### Records to process

PR #110, opened 2017-12-13
simplex optimisation in 4D

arainot:
@carlgogo As discussed, here's a clean PR for the simplex optimisation. I found out what was wrong with previous PR: my text editor was getting rid of all the random spaces within the code and GitHub was flagging them as changes.


carlgogo:
@arainot Please upload to Gist your notebook with a simple/clear test of this new functionality

arainot:
@carlgogo Sorry I lost track of where that function is called, if I ever encounter it later I'll do another PR. I'll move on to the contrast curves instead.

PR #306, opened 2021-05-14
EG-1429, valid all incoming pages are valid for current context

cmrhmrc:


app/controllers/GuidanceController.scala
```diff
@@ -93,12 +93,12 @@ class GuidanceController @Inject() (
       case Left(NotFoundError) =>
         logger.warn(s"Request for PageContext at /$path returned NotFound, returning NotFound")
         Future.successful(NotFound(errorHandler.notFoundTemplateWithProcessCode(Some(processCode))))
-      case Left(BadRequestError) =>
-        logger.warn(s"Request for PageContext at /$path returned BadRequest")
-        Future.successful(BadRequest(errorHandler.badRequestTemplateWithProcessCode(Some(processCode))))
       case Left(ExpectationFailedError) =>
         logger.error(s"Redirecting to start of processCode $processCode at ${appConfig.baseUrl}/$processCode")
         Future.successful(Redirect(s"${appConfig.baseUrl}/$processCode"))
+      case Left(ForbiddenError) =>
```
woollett-r, line 99: probably worth updating logger statements such the we know the type of error that occurred. Expectation failed and forbidden are using the same message.

app/repositories/SessionRepository.scala
```diff
@@ -130,57 +128,109 @@ class DefaultSessionRepository @Inject() (config: AppConfig,
...
+            logger.warn(s"Attempt to move to unknown page $url")
+            Future.successful(Left(NotFoundError))
+          }{pageDesc =>
+            logger.debug(s"Incoming Page: ${pageDesc.id}, $url, current legalPageIds: ${sp.legalPageIds}")
+            if (sp.legalPageIds.isEmpty || sp.legalPageIds.contains(pageDesc.id)){ // Wild card or fixed list of valid page ids
+              val firstPageUrl: String = s"${sp.process.meta.processCode}${sp.process.startUrl.getOrElse("")}"
+              val (backLink, historyUpdate, flowStackUpdate, labelUpdates) = sessionProcessTransition(url, sp, previousPageByLink, firstPageUrl)
+              val labels: Map[String, Label] = sp.labels ++ labelUpdates.map(l => (l.name -> l)).toMap
+              val legalPageIds = Process.StartStanzaId :: pageDesc.id :: pageDesc.next ++
+                                  backLink.fold[List[String]](Nil)(bl => List(sp.pageMap(bl.drop(sp.process.meta.processCode.length)).id)).distinct
```
woollett-r, line 205: I suspect "distinct" is only being applied to "(bl => List(sp.pageMap(bl.drop(sp.process.meta.processCode.length)).id))". You need to put some brackets around the whole statement and then apply distinct.

app/repositories/SessionRepository.scala
```diff
@@ -130,57 +128,109 @@ class DefaultSessionRepository @Inject() (config: AppConfig,
...
+                                    sp.continuationPool,
+                                    sp.pageMap,
+                                    legalPageIds,
+                                    backLink)
+              logger.debug(s"NewLegalIds: ${legalPageIds}")
+              saveUpdates(key, historyUpdate, flowStackUpdate, labelUpdates, legalPageIds).map {
                 case Left(err) =>
                   logger.error(s"Unable to save backlink history, error = $err")
                   Right(processContext)
                 case _ => Right(processContext)
```
woollett-r, line 220: Should we return the processContext here or an error. If something goes wrong with a flow update or label updates should we continue?

app/repositories/SessionRepository.scala
```diff
@@ -130,57 +128,109 @@ class DefaultSessionRepository @Inject() (config: AppConfig,
...
-          Left(DatabaseError)
-      }
+    }.recover {
+      case lastError =>
+        logger.error(s"Error $lastError while trying to retrieve process from session repo with _id=$key")
+        Left(DatabaseError)
+    }
 
   def getResetSession(key: String): Future[RequestOutcome[ProcessContext]] =
     findAndUpdate(
```
woollett-r, line 236: When updating should we reset the legal page ids as well?

app/services/GuidanceService.scala
```diff
@@ -183,18 +187,25 @@ class GuidanceService @Inject() (
...
           logger.warn(s"Failed to parse process with error $err")
           Future.successful(Left(InvalidProcessError))
         },
-        pages => sessionRepository.set(docId, process, pages.map(p => p.url -> p.id).toMap).map {
-          case Right(_) => Right((pages.head.url, process.meta.processCode))
-          case Left(err) =>
-            logger.error(s"Failed to store new parsed process in session repository, $err")
-            Left(err)
+        pages => {
+          val urlMap: Map[String, String] = pages.map(p => (p.id, p.url)).toMap
```
woollett-r, line 195: As you are doing a bit of work here it would be a good idea to put the debug logging inside an if block as follows

if(logger.isDebugEnabled()) {
.....
.....
}
Then when you aren't debugging the code won't get executed

app/controllers/GuidanceController.scala
cmrhmrc: done

app/repositories/SessionRepository.scala
cmrhmrc: done

app/services/GuidanceService.scala
cmrhmrc: done

app/repositories/SessionRepository.scala
cmrhmrc: done

test/services/GuidanceServiceSpec.scala
```diff
@@ -411,12 +410,31 @@ class GuidanceServiceSpec extends BaseSpec  with GuiceOneAppPerSuite {
       }
 
     }
+  }
+
+  "Calling getProcessContext full" should {
+
+    // "return a Process context containing legalPageIds" in new Test {
```
woollett-r, line 417: Should this test be removed or corrected?

cmrhmrc: beginnings of further tests

PR #316, opened 2021-07-05
DL-5703 Hint text support for checkboxes

jmountain-hmrc:


app/core/models/ocelot/package.scala
```diff
@@ -44,7 +44,7 @@ package object ocelot {
   val listOfintegerRegex: Regex = s"$commaSeparatedIntsPattern".r
   val anyIntegerRegex: Regex = "^[\\-]?\\d+$".r
   val EmbeddedParameterRegex: Regex = """\{(\d)\}""".r
-  val exclusiveOptionRegex: Regex = "\\[exclusive:([^\\]]+)\\]".r
+  val exclusiveOptionRegex: Regex = "\\[exclusive]".r
```
cmrhmrc, line 47: not a valid regex ([] are special and only the first is escaped). can probably replace with a literal as its now a constant

app/models/ui/Sequence.scala
```diff
@@ -16,18 +16,10 @@
 
 package models.ui
 
-case class NonExclusiveSequence(text: Text,
-                                hint: Option[Text],
-                                options: Seq[Text],
-                                body: Seq[UIComponent],
-                                errorMsgs: Seq[ErrorMsg])
-  extends NonExclusiveSequenceFormComponent
+case class SequenceAnswer(text: Text, hint: Option[Text], exclusive: Boolean = false) extends UIComponent
```
cmrhmrc, line 19: In a set of answers, there can only ever be one excusive answer, would be useful to have the Sequence/Answer types reflect ( the boolean flag would allow multiple exclusive answers)

app/services/UIBuilder.scala
```diff
@@ -241,38 +241,21 @@ class UIBuilder {
...
-    ui.NonExclusiveSequence(text, hint, options, uiElements, errMsgs)
-  }
-
-  private def fromExclusiveSequence(exclusiveSequence: ExclusiveSequence, components: Seq[UIComponent])(implicit ctx: UIContext): UIComponent = {
-
-    val (errMsgs, uiElements) = partitionComponents(components, Seq.empty, Seq.empty)
-    val (text, hint) = TextBuilder.fromPhraseWithOptionalHint(exclusiveSequence.text)
-    val options: Seq[Text] = exclusiveSequence.nonExclusiveOptions.map{phrase => TextBuilder.fromPhrase(phrase)}
+  private def fromSequence(sequence: Sequence, components: Seq[UIComponent])(implicit ctx: UIContext): UIComponent = {
+    val answers = sequence.options.map { ans =>
```
cmrhmrc, line 245: There is validation in the backend which prevents guidance containing multiple execlusive answers (generates a MultipleExclusiveOptions back to the Ocelot user if they try to push/preview a process). So code needs only to find and process the single exclusive

app/services/UIBuilder.scala
```diff
@@ -241,38 +241,21 @@ class UIBuilder {
...
+      val isExclusive: Boolean = exclusiveOptionRegex.findFirstMatchIn(ans.english).nonEmpty
+      val exclusivePhrase = Phrase(
```
cmrhmrc, line 247: not always an exclusive phrase

app/views/components/sequence_checkbox.scala.html
```diff
@@ -28,12 +28,34 @@
...
+            ""
+        }
+
+        Html(dataExclusive + s"aria-describedby='$hintClass'")
+    } else {
+        Html(None)
+    }
+}
+
+@itemChecked(idx: Int) = @{form.data.valuesIterator.contains(idx.toString)}
```
cmrhmrc, line 53: this is generating 
<input class="govuk-checkboxes__input" id="start-3" name="start[3]" type="checkbox" value="3"  data-exclusive='true'aria-describedby='exclusive-hint'>

note no space before aria-describedby, also better to remain consistent in quoting with "" rather than ''

original line 
<input class="govuk-checkboxes__input" id="current-3" name="current[3]" type="checkbox" value="3"   data-exclusive="true" aria-describedby="exclusive-hint">

app/models/ui/Sequence.scala
```diff
@@ -16,18 +16,10 @@
...
-                             exclusiveOption: Text,
-                             exclusiveOptionHint: Option[Text],
-                             body: Seq[UIComponent],
-                             errorMsgs: Seq[ErrorMsg]
-                            ) extends ExclusiveSequenceFormComponent
+case class Sequence(text: Text,
+                    hint: Option[Text],
+                    options: Seq[SequenceAnswer],
+                    body: Seq[UIComponent],
+                    errorMsgs: Seq[ErrorMsg]) extends SequenceFormComponent
```
cmrhmrc, line 25: as discussed, we can remove the SequenceFormComponent as now redundant

app/services/UIBuilder.scala
```diff
@@ -75,8 +75,8 @@ class UIBuilder {
       case (c: Callout) :: xs => fromStanzas(xs, acc ++ fromCallout(c, errStrategy), errStrategy)
       case (in: Input) :: _ => fromStanzas(Nil, Seq(fromInput(in, acc)), errStrategy)
       case (q: Question) :: _ => fromStanzas(Nil, Seq(fromQuestion(q, acc)), errStrategy)
-      case (ns: NonExclusiveSequence) :: _ => fromStanzas(Nil, Seq(fromNonExclusiveSequence(ns, acc)), errStrategy)
-      case (es: ExclusiveSequence) :: _ => fromStanzas(Nil, Seq(fromExclusiveSequence(es, acc)), errStrategy)
+      case (ns: NonExclusiveSequence) :: _ => fromStanzas(Nil, Seq(fromSequence(ns, acc)), errStrategy)
```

### Task prompt
Look through the listing above. Pick out each line with "would" and copy it.

### Solution
woollett-r, line 195: As you are doing a bit of work here it would be a good idea to put the debug logging inside an if block as follows
cmrhmrc, line 19: In a set of answers, there can only ever be one excusive answer, would be useful to have the Sequence/Answer types reflect ( the boolean flag would allow multiple exclusive answers)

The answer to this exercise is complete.